[Collected data entries]

== Segment start ==

PR #1608, opened 2025-12-01
Matthimas Comes Early: Matthios grants Thieves' Cant and Churn Wealth buffs

Ephemeralis:
## About The Pull Request

- Matthios grants Thieves' Cant to all followers. Crazy that the literal Thief God didn't do this before. Collaborate with Xylixians and seedy underworld figures to grief the Keep for fun and profit.
- Churn Wealth will now actually straight up just (probably) kill targets with the maximum wealth value, as the Thief God intended. Previously, it did nothing except for a piddly explosion that didn't even set you on fire until recently. Like, if they had over 500 mammons, the spell was just worse than any of its other variants, and it's already not even particularly good!
   - It now does 150 burn damage (spread across all body parts randomly), 50 oxy damage (which will darken your screen slightly) applies 10/20 fire stacks, and stuns you for 6 seconds, AND it keeps the piddly explosion that after the fire_act changes, will ensure you hit 15 firestacks before you're able to stand up again (unless someone drags you out).
   
I have seen **so** many tickets about people wondering why the Churn Wealth spell didn't wreck the guy who is Incredibly Wealthy. Now it does!

I also rewrote the whole block for Churn Wealth's calculations because it was killing me. They should've called that shit Churn Coder instead.

## Testing Evidence

it compiles and that's all you get

## Why It's Good For The Game

we'll see

### DIFF
--- a/modular_azurepeak/code/modules/spells/pantheon/inhumen/matthios.dm
+++ b/modular_azurepeak/code/modules/spells/pantheon/inhumen/matthios.dm
@@ -274,9 +274,9 @@
 			if (501 to INFINITY)
 				thing_to_say = "YOUR FINAL TRANSACTION! THE FREE-GOD REBUKES!!"
 				stun_to_apply = 60
-				fire_stacks = 12
+				fire_stacks = 10
 				fire_dmg = 150
-				oxy_dmg = 100
+				oxy_dmg = 50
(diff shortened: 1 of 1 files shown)


Brabodie:
You are a gem and don't let anyone say otherwise

PR #1616, opened 2025-12-02
vampire disciplines touchups

kiwedespars:
## About The Pull Request

rebalances a few vampire things.

PRESENCE

```
presence is guaranteed (but not as harmful if you int-gap the vampire)

if the victim has a 3 or more int advantage than the vampire, they will be immobilized for a second
if the victim has 2 or 1 int advantage, they'll become immobilized for a shorter or longer duration.
if they're equal, nothing changes, you will walk at them/do as they say.

if the victim is in combat mode, awe's duration is halved.
kneel immobilize 3 seconds -> 4 seconds
cooldowns for awe and dread gaze reduced from 60 -> 30
cost on majesty increased from 35 -> 125
```

POTENCE

```
potence now grants +1 strength per level while active
potence now grants strength unbound starting at level 4
level 3 potence gives you fall-resist + z-level jumping
( might move it to 4 idk it just sounded cool and fits potence )

potence extra unarmed damage scaling removed
```

FAE TRICKERY

```
- fae trickery t1 now selects between 1 and 6 options of bad effect. reason is that an on-command disarm is really, really fucking strong.

- 1 is make them meow. this is harmless. the low roll.
- 2 is dizziness, confusion, and jitteriness. this'll mess someone up just a little bit.
- 3 is zizus. someone said it'd be funny
- 4 is making them close their eyes. might be really funny.
- 5 is tripping/knockdown.
- 6 is disarm.

- fae trickery traps are harder to see now but can be broken and destroyed
- fae trickery brutal trap does more damage + offbalances people before they're thrown (because otherwise it did literally nothing)
- also adds a new sound for them to differentiate it from the xylix laugh
```

DEMONIC (fix)

`no longer nuclearizes you to burn damage after you use the first ability`

CELERITY

```
early celerity costs only 30 blood to have active.
each subsequent level is only +10 to blood cost. celerity level 5 cost is untouched.
level 4 celerity grants leaper trait
level 5 celerity grants dodge expert
```

QUIETUS

```
t1: lasts 20 seconds now instead of 2 seconds, 20 second cd
new t2: you touch someone to give them bloodrot. bloodrot is 50% more bloodloss and 50% more pain for 20 seconds.
new t3: dagon's call. you snap your fingers, curse the last person who attacked you with poison. they'll puke blood probably and take stamdamage. it gives them 3 units of bloodacid poison basically
new t4: baal's caress. you stab yourself with your sword to give it +10 force and +40 ap for the next 4 hits, or for the next 30 seconds.
new t5: it's the shitty ass acidball it's unchanged i'm sorry
```

MISC

```
sun now ignites vampires properly with sunderfire
siren t5 and quietus t5 have costs up
siren t5 cooldown doubled
siren t5 now confuses and has a sound
diablerization now grants you their spent RP rather than unspent RP
thinbloods no longer get disciplines if they aren't sired by someone (no cc disciplines)
transfix will always succeed against someone in compliance mode?
```

## Testing Evidence

i tested it on local because it has to run. mostly just number changes w/ slight little additions here and there, shouldn't be explosive.

## Why It's Good For The Game

rebalances vampires because they're pretty broken right now, sorry if it sounds rambly.

```
PRESENCE

Presence is getting touched because it's just a "be a 17 int guy or die" tree.
What it /was/ expecting of you if it was working properly was that you beat out the vampires int by **5** in order to not be forced to walk at them for 9 seconds, or run away for 9 seconds. 
This fixes presence and makes it less overbearing, might look a bit weak even with the cooldown changes, so I'm happy to tune things around. 
Majesty also gives you basically melee immunity for the cost of (350 vitae per 50 seconds), so now that's just been tuned up to 1250 vitae for 50 seconds. Still probably broken.
```

```
POTENCE

Potence is in a weird spot where it's technically strong in that it gives you a +40 to unarmed, right?
But the +5 to weapon damage is a hit or miss depending on your weapon, and it actually doesn't provide any strength otherwise.
This should make it feel way better to invest in and also give the weaker vampires some form of strength to match what it is.

edit: above is incorrect. you get a 2.5 increase to strength, which is 25%, but it still respects the softcap. this sucks for something you need to invest in.

```
```
FAE TRICKERY

Having a 1 minute CD disarm that /all/ your thralls have access to is pretty broken, so it's just no longer a guarantee while still having a few effects to pick from.
Might be stronger in groups since they can hit you with a bunch of different small tricks, but not losing your sword constantly is a good step up 
Also makes their traps breakable but they might still be really hard to see.
also brutal was just useless considering we don't actually have knockdowns on hitting a wall or anything for that matter.
```

```
CELERITY

someone said the early celerity was shit. 
i kinda agree but it justifies it by level 4-5 celerity being god's gift.
late is just untouched while early is a bit less taxing.
```

```
QUIETUS

old t3 poison-stocking was kinda lame in that you could just have a bunch of daggers to instakill people so i replaced it with something more active.
it's mostly just personal touches i don't really have a good explanation for them other than that quietus felt kinda underwhelming or too strong with no inbetween (dagon's call literally stamcritting people for fighting you)
```

if you have any thoughts or concerns/ideas ping me on the discord or just put it down here. especially looking for opinions on the disciplines that i haven't touched on (i have no idea how people feel about them)


RandomGooberCoder:
Actually awesome, +1 ERP point.

Though, presence kinda raises questions -
```if the victim has a 3 or more int advantage than the vampire, they will not be affected```
If I dump INT and get converted by a VL who has presence in their covens - welp, I'm fucked!
I'd suggest instead giving presence the absolute minimal duration, say even if intdiff is >= 5, the effect will still be applied but for 1 SECOND or something

PR #1623, opened 2025-12-03
Resizes sickles, enchantment scrolls and love potions

zVineatic:
## About The Pull Request

Resizes a few items and adds new storage options.

## Testing Evidence

image
image

## Why It's Good For The Game

The love potion itself is not actually a potion in the code and just an item. But it feels like we are carrying a cauldron in our bag since it was 3x3 and couldn't be attached to our hips. Made it act like an actual bottle even if its not one.
Enchantment scrolls are also included, takes a lot of work to do and its shape is 3x3, a pain to carry. Now it is 1x1.
Finally the sickle, its size is now 2x1 instead of 3x3. Glory to the soilsons.

### DIFF
--- a/code/datums/magic_items/mages_mechanics.dm/enchanting_scroll.dm
+++ b/code/datums/magic_items/mages_mechanics.dm/enchanting_scroll.dm
@@ -8,6 +8,10 @@ T1 Enchantments below here*/
 	desc = "A scroll imbued with an arcane enchantment. Can be used on certain items to imbue them."
 	icon = 'icons/roguetown/items/misc.dmi'
 	icon_state = "enchantment"
+	grid_height = 32
+	grid_width = 32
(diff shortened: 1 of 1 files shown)


Brabodie:
Good fucking shit, If you want to knock off 2 birds with 1 stone though, I'd like to let you know that spell scrolls and drained spell scrolls are 2x1 or similar, could use the touching up to 1x1 too

zVineatic:
> Good fucking shit, If you want to knock off 2 birds with 1 stone though, I'd like to let you know that spell scrolls and drained spell scrolls are 2x1 or similar, could use the touching up to 1x1 too

i may leave those as they are. I edited the previous stuff because their size or weight was not specified and that was causing them to be so big by default. And I think those scrolls you talk about are dungeon loots as well so they should stay 2x1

== Segment end ==

When the line containing "- Churn Wealth" is reached, include it and stop. Until then, output each line of the entries exactly as given, starting from the first.

PR #1608, opened 2025-12-01
Matthimas Comes Early: Matthios grants Thieves' Cant and Churn Wealth buffs

Ephemeralis:
## About The Pull Request

- Matthios grants Thieves' Cant to all followers. Crazy that the literal Thief God didn't do this before. Collaborate with Xylixians and seedy underworld figures to grief the Keep for fun and profit.
- Churn Wealth will now actually straight up just (probably) kill targets with the maximum wealth value, as the Thief God intended. Previously, it did nothing except for a piddly explosion that didn't even set you on fire until recently. Like, if they had over 500 mammons, the spell was just worse than any of its other variants, and it's already not even particularly good!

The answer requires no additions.